Trace and Edit Relation Associations in GPT
Jiahang Li, Taoyu Chen, Yuanli Wang
TL;DR
The paper tackles where entity-relational knowledge resides in GPT-like transformers and how it can be edited. It introduces relation tracing to identify critical early- and late-layer MLP components and uses causal mediation analysis, augmented with counterfactual data, to understand how relations are stored and recalled, benchmarking against ROME on FewRel. A modified ROME approach targets a rank-one update in the fifth MLP layer, yielding improved generalization and specificity in relation edits, with paraphrase-success rising to 41.07% from 40.71%. The work demonstrates the feasibility of precise, layer-targeted edits in relational knowledge, offering implications for controlled knowledge manipulation in language models and highlighting avenues for future architectural and methodological refinements.
Abstract
This study introduces a novel approach for analyzing and modifying entity relationships in GPT models, diverging from ROME's entity-focused methods.
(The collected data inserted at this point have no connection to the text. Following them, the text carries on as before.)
PR #1692, opened 2021-03-23
Query graph: use encode to print to stdout in one pass

Tatskaari:


src/query/graph.go
```diff
@@ -15,13 +15,15 @@ import (
 func Graph(state *core.BuildState, targets []core.BuildLabel) {
 	log.Notice("Generating graph...")
 	g := makeJSONGraph(state, targets)
-	log.Notice("Marshalling...")
-	b, err := json.MarshalIndent(g, "", "    ")
-	if err != nil {
+
+	encoder := json.NewEncoder(os.Stdout)
+	encoder.SetIndent("", "    ")
+	encoder.SetEscapeHTML(false)
```
Tatskaari, line 21: This is probably a marginal performance gain. Didn't seem to make any real difference in practice.

peterebden (approved):

PR #1699, opened 2021-03-25
Skip cache lookup for rerun and rebuild

Tatskaari:


src/remote/remote.go
```diff
@@ -588,12 +588,12 @@ func (c *Client) execute(tid int, target *core.BuildTarget, command *pb.Command,
 	} else if target.IsTextFile {
 		return c.buildTextFile(target, command, digest)
 	}
-	return c.reallyExecute(tid, target, command, digest, needStdout, isTest)
+	return c.reallyExecute(tid, target, command, digest, needStdout, isTest, (c.state.ForceRerun && isTest) || (!isTest && c.state.ForceRebuild))
```
peterebden, line 591: Don't think this is quite right - think the build one also needs an `IsOriginalTarget` (c.f. code in `src/build`)

src/remote/remote.go
```diff
@@ -588,12 +588,18 @@ func (c *Client) execute(tid int, target *core.BuildTarget, command *pb.Command,
 	} else if target.IsTextFile {
 		return c.buildTextFile(target, command, digest)
 	}
-	return c.reallyExecute(tid, target, command, digest, needStdout, isTest)
+
+	// We should skip the cache lookup (and override any existing action result) if we --rebuild, or --rerun and this is
+	// one fo the targets we're testing or building.
+	skipCacheLookup := (isTest && c.state.ForceRerun) || (!isTest && c.state.ForceRebuild)
+	skipCacheLookup = skipCacheLookup && c.state.IsOriginalTarget(target)
```
peterebden, line 595: Technically you don't have to bother with `IsOriginalTarget` if it's a test (we only ever do run tests that are the 'original' targets). Probably doesn't matter much though.

peterebden (approved):

PR #1701, opened 2021-03-26
Remove MavenJar FF: download as -sources.jar so tools understand them

Tatskaari:
This allows vscode and intellij to  understand these as the sources for the main jar.


peterebden (approved):
Remember to add this one to the release notes!

PR #1702, opened 2021-03-26
Fix incorrect results from query changes and revdeps. 

Tatskaari:
Essentially the problem is with our depth first approach, certain targets can be removed from the open set of targets to explore prematurely, for example: 

a -> b -> c  
a -> c -> e

Once evaluating the first branch, done will contain a, b, and c. When evaluating the second branch, we will skip c -> e because c is already done. If we do a, c, and e first, we will add e. 

NB: reverse dependencies appears to work slightly differently to query changes. It seems that it's more likely to exclude internal labels because it adds dependencies with this logic:

```
	for _, label := range labels {
		for _, child := range graph.PackageOrDie(label).AllChildren(graph.TargetOrDie(label)) {
			for _, target := range graph.ReverseDependencies(child) {
				if parent := target.Parent(graph); parent != nil {
					uniqueTargets[parent] = struct{}{}
				} else {
					uniqueTargets[target] = struct{}{}
				}
			}
		}
	}
```

I think this still makes sense for query changes and it would be best if these two followed the same logic. 

Apart from replacing some hidden targets with their parent targets, I think the old query changes pretty much returns a subset of what it does now.

### DIFF
--- a/src/query/reverse_deps.go
+++ b/src/query/reverse_deps.go
@@ -2,28 +2,30 @@ package query
 
 import (
 	"fmt"
-	"sort"
-
 	"github.com/thought-machine/please/src/core"
 )
 
 // ReverseDeps finds all transitive targets that depend on the set of input labels.
 func ReverseDeps(state *core.BuildState, labels []core.BuildLabel, level int, hidden bool) {
-	for _, target := range getRevDepTransitiveLabels(state, labels, map[core.BuildLabel]int{}, level) {
+	targets := make(map[core.BuildLabel]int, 100)
+	getRevDepTransitiveLabels(state, labels, targets, level)
+	for target, _ := range targets {
 		if hidden || target.Name[0] != '_' {
 			fmt.Printf("%s\n", target)
 		}
 	}
 }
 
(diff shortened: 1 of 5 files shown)


src/query/reverse_deps.go
```diff
@@ -9,20 +9,20 @@ import (
...
 
-func getRevDepTransitiveLabels(state *core.BuildState, labels []core.BuildLabel, done map[core.BuildLabel]struct{}, level int) core.BuildLabels {
+func getRevDepTransitiveLabels(state *core.BuildState, labels []core.BuildLabel, done map[core.BuildLabel]int, level int) core.BuildLabels {
 	if level == 0 {
 		return nil
 	}
 	for _, l := range getRevDepsLabels(state, labels) {
-		if _, present := done[l]; !present {
-			done[l] = struct{}{}
+		if doneLevel, present := done[l]; !present || doneLevel > level {
```
Tatskaari, line 24: Essentially this is checking if we're currently on a shorter path to the target. If we are we need to reprocess it.

peterebden (approved):

peterebden (approved):

PR #1704, opened 2021-03-27
Add semver_check builtin function

### LINKED ISSUE #1312: Add semver helper functions
I recently had to download a binary that changed the URL pattern after a specific version. I was able to handle it by using multiple download URLs in `remote_file`, but I was wondering if it would make sense to implement native semver helper functions to do that more efficiently.

For example a `version_compare(constraint, version)` would have been useful in my case.

I'd be happy to work on a PR, but wanted to ask your opinion first.

https://github.com/Masterminds/semver seems like a good semver library.

sagikazarmark:
Closes #1312

Note: this PR adds another semver library to the project. The reasons are listed in #1312, but in a nutshell:

- it's better maintained
- comes with more features
- has a more natural API

We can replace the original semver package in a subsequent PR.

Use case for this builtin function: tools sometimes change their versioning and download URL patterns ([example](https://github.com/sagikazarmark/mypleasings/blob/4b566b24e90ee3ac3899faa762a8895f7e0e6ef4/misc/tools.build_defs#L132-L134)). This function helps tool download build rules to introduce conditional logic based on the tool version to download tools from the right URL.

### DIFF
--- a/docs/lexicon.html
+++ b/docs/lexicon.html
@@ -228,6 +228,17 @@
         <code class="code">--plain_output</code> flag if intending to use this.
       </span>
     </li>
+    <li>
+      <span>
+        <code class="code"
+          ><span class="fn-name">semver_check</span><span class="fn-p">(</span
+          ><span class="fn-arg">version</span>, <span class="fn-arg">constraint</span>
+          <span class="fn-p">)</span></code
+        >
+        - checks if a <a href="https://semver.org/">semantic version</a> meets a constraint.
+        Supported version and constraint formats are listed on <a href="https://github.com/Masterminds/semver">this</a> site.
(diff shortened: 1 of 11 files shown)


Tatskaari:
Ah okay so masterminds one lets us use wildcards to compare versions? That could be useful to replace this nonsense in flags.go:

```
// A Version is an extension to semver.Version extending it with the ability to
// recognise >= prefixes.
type Version struct {
	semver.Version
	IsGTE bool
	IsSet bool
}
```

sagikazarmark:
> Ah okay so masterminds one lets us use wildcards to compare versions

It does more than that: it allows all kinds of constraints (see details in the repo).

PR #1705, opened 2021-03-29
Make imports source relative when the import path is provided

Tatskaari:
The old way of applying source relative (on the --go_out flag) no longer worked. It seemed like it wasn't needed as we attempt to collapse the package path when we move outputs to the output directory, so I removed it. Turns out it becomes relevant when applying `option go_package = ...;` as the package path and the import path don't necessarily line up. 

This PR adds the source relative opt back in via the correct flag.

### DIFF
--- a/test/proto_rules/go_grpc_ff/proto/service.proto
+++ b/test/proto_rules/go_grpc_ff/proto/service.proto
@@ -1,5 +1,7 @@
 syntax = "proto3";
 
+option go_package = "github.com/thought-machine/please/test/proto_fules/go_frpc_ff/proto/service";
+
 service Service {
   rpc MakeRequest(Request) returns (Response) {};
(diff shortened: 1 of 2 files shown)


test/proto_rules/go_grpc_ff/proto/service.proto
```diff
@@ -1,5 +1,7 @@
 syntax = "proto3";
 
+option go_package = "github.com/thought-machine/please/test/proto_fules/go_frpc_ff/proto/service";
```
Tatskaari, line 3: This actually ends up as `github.com/thought-machine/please/test/proto_fules/go_frpc_ff/proto` because that's what the name of the grpc_libarary() is.

peterebden (approved):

We develop a relation tracing technique to understand the influence of language model computations on relationship judgments. Using the FewRel dataset, we identify key roles of MLP modules and attention mechanisms in processing relationship information. Our method, tested against ROME on a new dataset, shows improved balance in specificity and generalization, underscoring the potential of manipulating early-layer modules for enhanced model understanding and accuracy.